Brunner argues that the beds in Sedgwick County will allow patients from the region to receive community support that they cannot get in surrounding areas.
“Having that acute level of care closer to where the person lives, I think makes a lot of difference in terms of maintaining connections with treatment, maintaining connections to community resources, maintaining connections to housing and employment and other kinds of things,” Brunner said. “Transport time alone, somebody’s going to Osawatomie for two weeks of intensive outpatient or inpatient treatment, they might lose their apartment, they might lose their job.
“If we could do that closer to where they live, I think there’s a real advantage to people to get that care closer to home.”
Brunner says that the construction of the state hospital in Sedgwick County is a step in the mental health model in Kansas that shifts centers toward “certified community behavioral health clinics,” where patients can receive support from their community during and after their time being directly treated.

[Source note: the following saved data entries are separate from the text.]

PR #87, opened 2018-05-18
fix issue with runtime label

maleck13:
As discussed in the following PR  https://github.com/openshift/ansible-service-broker/pull/946 a change to the label to use "bundle" instead of "apb" caused an issue that would cause the broker to assume the bundle was using runtime=1 rather than runtime=2 this manifested itself as an attempted exec into the container.

- update the runtime test to check for the watchBundle func
- update adapter to deal with old and new runtime labels (minor refactor to allow testing)
- add some parsing tests

### DIFF
--- a/registries/adapters/adapter.go
+++ b/registries/adapters/adapter.go
@@ -20,14 +20,15 @@ import (
 	"bytes"
 	b64 "encoding/base64"
 	"encoding/json"
-	"io/ioutil"
-	"net/http"
 	"net/url"
 	"strconv"
 
+	"io/ioutil"
+	"net/http"
+
 	"github.com/automationbroker/bundle-lib/bundle"
 	log "github.com/sirupsen/logrus"
-	yaml "gopkg.in/yaml.v1"
+	"gopkg.in/yaml.v1"
 )
 
 // Adapter - Adapter will wrap the methods that a registry needs to fully manage images.
@@ -57,21 +58,32 @@ type Configuration struct {
 	Tag        string
 }
 
-// Retrieve the spec from a registry manifest request
-func imageToSpec(req *http.Request, image string) (*bundle.Spec, error) {
-	log.Debug("Registry::imageToSpec")
-	spec := &bundle.Spec{}
-	req.Header.Add("Accept", "application/json")
-
-	resp, err := http.DefaultClient.Do(req)
+func commonResponseHandler(resp *http.Response) ([]byte, error) {
+	defer resp.Body.Close()
+	body, err := ioutil.ReadAll(resp.Body)
 	if err != nil {
 		return nil, err
 	}
-	defer resp.Body.Close()
+	if resp.StatusCode == http.StatusUnauthorized {
+		log.Errorf("Unable to authenticate to the registry, registry credentials could be invalid.")
+		return nil, nil
+	}
 
+	if resp.StatusCode != http.StatusOK {
+		log.Errorf("unexpected response code %v body %v", resp.StatusCode, string(body))
+		return nil, nil
+	}
+	return body, nil
+}
+
+// Retrieve the spec from a registry manifest request
+func imageToSpec(imageDetails []byte, image string) (*bundle.Spec, error) {
+	log.Debug("Registry::imageToSpec")
+	spec := &bundle.Spec{}
 	type label struct {
-		Spec    string `json:"com.redhat.apb.spec"`
-		Runtime string `json:"com.redhat.bundle.runtime"`
+		Spec             string `json:"com.redhat.apb.spec"`
+		LegacyAPBRuntime string `json:"com.redhat.apb.runtime"`
+		BundleRuntime    string `json:"com.redhat.bundle.runtime"`
 	}
 
 	type config struct {
@@ -86,24 +98,8 @@ func imageToSpec(req *http.Request, image string) (*bundle.Spec, error) {
 		Config *config `json:"config"`
 	}{}
 
-	if resp.StatusCode == http.StatusUnauthorized {
-		log.Errorf("Unable to authenticate to the registry, registry credentials could be invalid.")
-		return nil, nil
-	}
-
-	// resp.Body is an io.Reader, which are a one time use.  Save the
-	// contents to a byte[] for debugging, then remake the io.Reader for the
-	// JSON decoder.
-	debug, _ := ioutil.ReadAll(resp.Body)
-	if resp.StatusCode != http.StatusOK {
-		log.Errorf("Image '%s' may not exist in registry.", image)
-		log.Error(string(debug))
-		return nil, nil
-	}
-
-	r := bytes.NewReader(debug)
-	err = json.NewDecoder(r).Decode(&hist)
-	if err != nil {
+	r := bytes.NewReader(imageDetails)
+	if err := json.NewDecoder(r).Decode(&hist); err != nil {
 		log.Errorf("Error grabbing JSON body from response: %s", err)
 		return nil, err
 	}
@@ -113,8 +109,7 @@ func imageToSpec(req *http.Request, image string) (*bundle.Spec, error) {
 		return nil, nil
 	}
 
-	err = json.Unmarshal([]byte(hist.History[0]["v1Compatibility"]), &conf)
-	if err != nil {
+	if err := json.Unmarshal([]byte(hist.History[0]["v1Compatibility"]), &conf); err != nil {
 		log.Errorf("Error unmarshalling intermediary JSON response: %s", err)
 		return nil, err
 	}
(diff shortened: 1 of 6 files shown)


registries/adapters/adapter.go
```diff
@@ -20,14 +20,15 @@ import (
...
 	b64 "encoding/base64"
 	"encoding/json"
-	"io/ioutil"
-	"net/http"
 	"net/url"
 	"strconv"
 
+	"io/ioutil"
+	"net/http"
+
```
jmrodri: Not sure what caused these to be moved. `goimports` keeps these stdlibs in alphabetical order with the others. I'd move these 2 back to where they were.

registries/adapters/adapter.go
```diff
@@ -20,14 +20,15 @@ import (
...
 	"github.com/automationbroker/bundle-lib/bundle"
 	log "github.com/sirupsen/logrus"
-	yaml "gopkg.in/yaml.v1"
+	"gopkg.in/yaml.v1"
```
jmrodri: Any reason you removed the prefix? It works either way, but the first one wasn't necessarily wrong.

registries/adapters/adapter.go
```diff
@@ -57,21 +58,32 @@ type Configuration struct {
...
-	defer resp.Body.Close()
+	if resp.StatusCode == http.StatusUnauthorized {
+		log.Errorf("Unable to authenticate to the registry, registry credentials could be invalid.")
+		return nil, nil
+	}
+
+	if resp.StatusCode != http.StatusOK {
+		log.Errorf("unexpected response code %v body %v", resp.StatusCode, string(body))
+		return nil, nil
+	}
```
jmrodri: So `!StatusOK` and `StatusUnauthorized` are *NOT* error conditions? seems like these should return some sort of error. i.e. `return nil, fmt.Error("Unauthorized")` vs nil.

registries/adapters/adapter.go
```diff
@@ -57,21 +58,32 @@ type Configuration struct {
...
+	return body, nil
+}
 
+// Retrieve the spec from a registry manifest request
+func imageToSpec(imageDetails []byte, image string) (*bundle.Spec, error) {
```
jmrodri, line 88: This makes way more sense. The method simply converts data not how to get the data. :+1:

registries/adapters/adapter.go
```diff
@@ -113,8 +109,7 @@ func imageToSpec(req *http.Request, image string) (*bundle.Spec, error) {
 		return nil, nil
 	}
 
-	err = json.Unmarshal([]byte(hist.History[0]["v1Compatibility"]), &conf)
-	if err != nil {
+	if err := json.Unmarshal([]byte(hist.History[0]["v1Compatibility"]), &conf); err != nil {
```
jmrodri, line 120: much more concise, I like this paradigm better. :+1:

registries/adapters/adapter.go
```diff
@@ -139,7 +134,14 @@ func imageToSpec(req *http.Request, image string) (*bundle.Spec, error) {
...
 
-	spec.Runtime, err = getAPBRuntimeVersion(conf.Config.Label.Runtime)
+	version := conf.Config.Label.LegacyAPBRuntime
+
+	// prefer bundle runtime
+	if conf.Config.Label.BundleRuntime != "" {
+		log.Debugf("bundle runtime present using this over apb runtime")
+		version = conf.Config.Label.BundleRuntime
+	}
+	spec.Runtime, err = getAPBRuntimeVersion(version)
```
jmrodri, line 152: Excellent! using a default then override. :+1:

registries/adapters/adapter_test.go
```diff
@@ -17,11 +17,90 @@
...
 
+	"github.com/automationbroker/bundle-lib/bundle"
 	ft "github.com/stretchr/testify/assert"
 )
 
 func TestSpecLabel(t *testing.T) {
 	ft.Equal(t, BundleSpecLabel, "com.redhat.apb.spec", "spec label does not match dockerhub")
 }
+
+func TestImageToSpec(t *testing.T) {
```
jmrodri, line 33: YES! a new test. I love that you are writing tests. It's excellent.

registries/adapters/adapter_test.go
```diff
@@ -17,11 +17,90 @@
...
+	cases := []struct {
+		Name     string
+		Response history
+		Validate func(t *testing.T, spec *bundle.Spec)
+	}{
+		{
+			Name: "test spec parsed correctly and runtime version 1 and spec version 1.0 when no Label present",
+			Response: history{History: []map[string]string{
+				{
+					"v1Compatibility": "{\"config\":{\"Labels\":{\"build-date\":\"20170801\",\"com.redhat.apb.spec\":\"" + testApbSpec + "\",\"com.redhat.apb.version\":\"0.1.0\"}}}",
```
jmrodri: I'd probably use `fmt.Sprintf`

```golang
"v1Compatibility": fmt.Sprintf("{\"config\":{\"Labels\":{\"build-date\":\"20170801\",\"com.redhat.apb.spec\":\"%s\",\"com.redhat.apb.version\":\"0.1.0\"}}}", testApbSpec)
```

Do that for all three of the strings below.

registries/adapters/dockerhub_adapter.go
```diff
@@ -231,7 +231,14 @@ func (r DockerHubAdapter) loadSpec(imageName string) (*bundle.Spec, error) {
 		return nil, err
 	}
 	req.Header.Set("Authorization", fmt.Sprintf("Bearer %v", token))
-	return imageToSpec(req, fmt.Sprintf("%s/%s:%s", r.RegistryName(), imageName, r.Config.Tag))
+	req.Header.Add("Accept", "application/json")
+	resp, err := http.DefaultClient.Do(req)
+	if err != nil {
+		return nil, err
+	}
+	body, err := commonResponseHandler(resp)
```
jmrodri: What do we do with the `err`? looks like we're dropping it on the floor.

registries/adapters/openshift_adapter.go
```diff
@@ -145,5 +145,14 @@ func (r OpenShiftAdapter) loadSpec(imageName string) (*bundle.Spec, error) {
...
 	req.Header.Set("Authorization", fmt.Sprintf("Bearer %v", token))
-	return imageToSpec(req, fmt.Sprintf("%s/%s:%s", r.RegistryName(), imageName, r.Config.Tag))
+	req.Header.Add("Accept", "application/json")
+	resp, err := http.DefaultClient.Do(req)
+	if err != nil {
+		return nil, err
+	}
+	body, err := commonResponseHandler(resp)
+	if err != nil {
+		return nil, fmt.Errorf("OpenShiftAdapter::error handling openshift registery response %s", err)
```
jmrodri: Should this be `%v` for the `err` or is `%s` okay? I guess it's okay.

jmrodri (changes requested):
Some changes, but I like the approach. Nice job.

registries/adapters/adapter.go
```diff
@@ -57,21 +58,32 @@ type Configuration struct {
...
 
+// Retrieve the spec from a registry manifest request
+func imageToSpec(imageDetails []byte, image string) (*bundle.Spec, error) {
+	log.Debug("Registry::imageToSpec")
+	spec := &bundle.Spec{}
 	type label struct {
-		Spec    string `json:"com.redhat.apb.spec"`
-		Runtime string `json:"com.redhat.bundle.runtime"`
+		Spec             string `json:"com.redhat.apb.spec"`
+		LegacyAPBRuntime string `json:"com.redhat.apb.runtime"`
```
eriknelson, line 93: Ah, I see how this snuck in. Good catch.

eriknelson (approved):
LGTM

registries/adapters/adapter.go
eriknelson: Had the same question independently. AFAICT these were refactored from previous code. I'm wondering if maybe we should return errors here, and the calling code can choose to care about it.

dymurray: +1 I would prefer to see an error here especially on an Unauthorized. This way as we begin to refactor to the adapters we can have some sanity checks using the `commonResponseHandler` with grabbing auth tokens.

dymurray:
I'm indifferent to some of the nits but I agree with @jmrodri comments about missing some error handling. Other than that it looks good.

registries/adapters/adapter.go
maleck13: Yeah changed my editor so might be some settings I need to tweak

registries/adapters/adapter.go
maleck13: No again I think this was the new editor

registries/adapters/adapter.go
maleck13: As @eriknelson mentioned, this code was just moved it functions as it did before. I am happy to update to the suggested approach though. Going to rename the method to ```registryResponseHandler``` also

registries/adapters/dockerhub_adapter.go
maleck13: Good spot this was a miss. Perhaps we should look at using errcheck as part of our make check? I can open an issue. It checks that all errors are being handled

registries/adapters/openshift_adapter.go
maleck13: yes it just takes the Error method response and appends it https://play.golang.org/p/O0YzY_43Awl

maleck13:
errcheck issue created https://github.com/automationbroker/bundle-lib/issues/89
PR updated

dymurray (approved):

jmrodri (approved):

“Our goals are to intervene when somebody is in an acute crisis, stabilize them, and then get back into outpatient treatment in the community where they live for that kind of ongoing care,” Brunner said. “Our average length of stay at the hospitals for a mental health crisis is around 14 days…We aren’t building a system where we’re going to house people long term, in some remote location, in a hospital.”
The plan doesn’t come without a set of concerns. Primarily, mental health experts are worried that the new hospital will face trouble with staffing. Especially given the broad shortage of mental health workers across the state.

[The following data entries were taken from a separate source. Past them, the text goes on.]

PR #88, opened 2018-05-19
add prune rules

jmrodri:
The prune rules will reduce the size of the vendor directory:

BEFORE:
```
$ du -sh vendor/
244M    vendor/
```

AFTER:
```
$ du -sh vendor/
32M     vendor/
```

### DIFF
--- a/Gopkg.toml
+++ b/Gopkg.toml
@@ -57,5 +57,5 @@
   version = "1.3.1"
 
 [prune]
-  unused-packages = true
   go-tests = true
+  non-go = true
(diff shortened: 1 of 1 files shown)


shawn-hurley:
I am wondering if some developers might want to have the entire graph in vendor? A consumer of bundle lib can choose to implement prune and that will prune the dependencies that bundle-lib does not need for them. This is the nice part of not checking in vendor to bundle lib IMO.

Think about the case that I add a new dependency. I would need to first add the import path to my go file, and then I would need to run dep ensure for it to be "un-pruned". Thoughts?

jmrodri:
@shawn-hurley removed unused-packages and added non-go. That sounds like a valid developer experience use case. Vendor does grow from 32M back to 76M but that is a far cry from 244M.

shawn-hurley (approved):

eriknelson (approved):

Amy Campbell, a lobbyist and coordinator for the Kansas Mental Health Coalition, points out that while the Coalition supports the new hospital, it could pull employees from already-existing hospitals. This could result in more beds being closed and no net capacity increase.
“Yes, getting new beds open in the Wichita area is very important, but just contracting for a 50-bed facility is not going to get that done,” Campbell said.

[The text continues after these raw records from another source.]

PR #93, opened 2018-05-24
state: use correct name for configmap mount add back env var

maleck13:
There was a recent change in the bundle lib that changed the name of the configmap to mount. This caused issues with the state support where the pod would fail to start if there is state found as it would attempt to mount a configmap that didn't exist
Also the env var for the state location was removed. This is used by the module currently. 

Resolves issues found in latest 0.2 branch https://github.com/openshift/ansible-service-broker/pull/946

**changes**
 - use correct configmap name in the mount
 - set the env var
 - change the name of the method that returns the master state configmap name (ie the state configmap stored in the broker NS) to be clearer

### DIFF
--- a/runtime/run_bundle_test.go
+++ b/runtime/run_bundle_test.go
@@ -6,13 +6,26 @@ import (
 	"strings"
 	"testing"
 
+	"bytes"
+	"io/ioutil"
+	"net/http"
+
 	"github.com/automationbroker/bundle-lib/clients"
 	"k8s.io/api/core/v1"
 	metav1 "k8s.io/apimachinery/pkg/apis/meta/v1"
 	"k8s.io/client-go/kubernetes/fake"
+	"k8s.io/client-go/kubernetes/scheme"
+	fakerest "k8s.io/client-go/rest/fake"
 )
 
 func TestDefaultRunBundle(t *testing.T) {
+	restClient := &fakerest.RESTClient{
+		Resp: &http.Response{
+			StatusCode: http.StatusOK,
+			Body:       ioutil.NopCloser(bytes.NewReader([]byte(`{"major":"3", "minor": "2"}`))),
+		},
+		NegotiatedSerializer: scheme.Codecs,
+	}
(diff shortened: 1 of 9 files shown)


runtime/runtime.go
```diff
@@ -58,8 +58,19 @@ type Configuration struct {
 	StateMountLocation string
 	// StateMasterNamespace the namespace where state created by bundles will be copied to between actions
 	StateMasterNamespace string
+	// Platform indicates which platform the runtime is for
+	Platform platform
```
shawn-hurley: Sorry I don't know the use case for this can you explain?

shawn-hurley (changes requested):

runtime/runtime.go
maleck13: I will remove as probably shouldn't be part of this PR as mentioned in the initial comment I wasn't sure if this was something wanted. 
The reason it came about was I noticed when trying to update the tests that I needed to initialize the runtime provider. However this now tries to call out to OpenShift to figure out what type of cluster / platform it is running in. I added this as I thought the caller of bundle should be in a position to know / specify where they are running rather than the lib deciding and would mean we could remove the callout in the NewRuntime method?

runtime/run_bundle_test.go
```diff
@@ -91,6 +105,86 @@ func TestDefaultRunBundle(t *testing.T) {
...
+				}
+				if pod.Spec.Volumes[0].ConfigMap == nil {
+					t.Fatalf("expected the volume to be a configmap but was nil")
+				}
+				if pod.Spec.Volumes[0].ConfigMap.Name != pod.Name {
+					t.Fatalf("expected the configmap name to match the pod name but it was %s ", pod.Spec.Volumes[0].ConfigMap.Name)
+				}
+
+			},
+
```
shawn-hurley: NIT: Can we remove the extra space?

shawn-hurley (approved):

jmrodri (approved):
LGTM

Last September, the Kansas Board of Regents approved a new joint University of Kansas-Wichita State University biomedical campus that’s expected to be completed in 2026. Dennis says that this campus has the potential to provide staffing for the new hospital and other care centers in the region.
“Working with KU and Wichita State University for the new biomedical campus here, we can start training the social workers, psychiatrists, nurses, the doctors that we need to be able to staff not only this, but our Comcare crisis center,” Dennis said.
While most leaders are nonetheless excited about the proposal, there is a recognition that the work to provide quality mental health care in Kansas doesn’t end with this facility. Campbell said that the next steps should be to increase funding and support for existing state hospitals, build more hospitals and provide substance abuse treatment with a focus on community support at a local level.
“The stronger our community based services are able to perform, the less pressure we will have for these inpatient beds, which then allows our hospitals and inpatient facilities to operate more effectively and efficiently,” she said. “Adding the beds in the Wichita area is one piece of a very large puzzle that we need to accomplish in order to bring Kansas out of the very low rankings that we have relating to the prevalence of suicide and access to behavioral health treatment.
“I’m afraid that people are looking for a quick fix, and that’s just not going to happen. These problems are occurring across the country, and we’re going to have to come at it from the whole picture if we want to see real improvement for families.”
Jacob Unruh is a student at Wichita State University and a reporting intern for the Wichita Journalism Collaborative, a coalition of 11 newsrooms and community groups.